Slack flaw exposed users' hashed passwords

Slack flaw exposed users’ hashed passwords

Slack, the workplace communication platform, has notified some of its users that their hashed passwords have been subject to exposure for the last five years. The company wasn’t specific in its notice, but Wired said that the flaw was in one of its “low-friction features”. The flaw exposed hashed passwords of users when creating or revoking shared invitation links for workspaces.

“When a user performed either of these actions, Slack transmitted a hashed version of their password to other workspace members,” the company said in a notice. “It affected all users who created or revoked shared invitation links between 17 April 2017 and 17 July 2022.”

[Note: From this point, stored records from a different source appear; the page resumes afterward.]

PR #802, opened 2025-09-03
Lunacy Embracer additions which make it no longer just worse berserker (hopefully)

AdvilPMSevere:
## About The Pull Request

Adds the following to Lunacy Embracer

- Steelhearted trait
- Skill 4 in athletics, from 0 (wtf)
- Skill 3 in swimming, from 2
- Skill 3 in sneaking, from 0
- Skill 2 in butchering, from 0

## Testing Evidence

Dream Daemon would not work for some god forsaken reason but otherwise I would have loaded it up. Adds a few lines directly from the berserker code, should work.

## Why It's Good For The Game

This brings Lunacy Embracers in line with other wretches in terms of the steelhearted trait. Gives some common sense skills to the fellas which they lacked seemingly as an oversight, without giving them anything that berserker didn't already have.


AdvilPMSevere:
Also, didn't include holy skill because of the other pr about that currently open.

ShiningM00N:
Since you're already doing this, I'll close my PR adressing these kind of changes.

I do want to say, how does the idea of giving them polearms 2 base, 4 if they choose it sound? Of course they get lesser unarmed if they do choose that.

AdvilPMSevere:
> No, this class does not need another buff.

Ok, but this should really not even be considered a buff in the traditional sense. This just adds things every other wretch has that lunacy embracer doesn't for some reason. If this is too much than why can berserker have all the above skills and more without any of the downsides of lunacy embracer?

PR #816, opened 2025-09-04
Gives Lunacy Embracers the Steelhearted and Beastly Digestion Traits

AdvilPMSevere:
## About The Pull Request

As the title says, gives Lunacy Embracers steelhearted and allows them to eat raw food and drink murk.

## Testing Evidence

Two lines.

## Why It's Good For The Game

As people whose whole thing is being insane and living in nature, it only makes sense they are able to sustain themselves without "civilized" things like cooking and well water. It also doesn't make much sense that those who embrace the natural world so wholly would be affected by things like dismemberment and other brutality. The added traits will rectify this and let lunacy embracers actually reject civilization like they're meant to.


Xaytan:
Return to monke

Putting a plaintext password through a hashing algorithm changes it to a cryptographically scrambled or obfuscated version of itself, now called a “ciphertext”. It is a unique string of characters with a fixed length. Adding “salt”—essentially random data—when hashing would further protect the password from getting easily extracted by threat actors.

The exposure only occurs behind the scenes, though, as Slack users who were sent these invitations couldn’t see the passwords. However, they weren’t completely inaccessible, although seeing the exposed passwords required actively monitoring encrypted traffic from Slack’s servers.

“We have no reason to believe that anyone was able to obtain plaintext passwords because of this issue. However, for the sake of caution, we have reset affected users’ Slack passwords.”

Slack warned that hashes are “secure, but not perfect.” Hashed passwords could still be revered by brute force methods.

Slack promptly patched the flaw after an independent security researcher reported it to Slack last month. It then notified the approximately 0.5 percent of all its users who may have been affected, 

The company also took this opportunity to advise its users to enable 2FA (two-factor authentication) on their accounts and create strong and unique passwords. It also advised users to check access logs, which they can find here, for their accounts.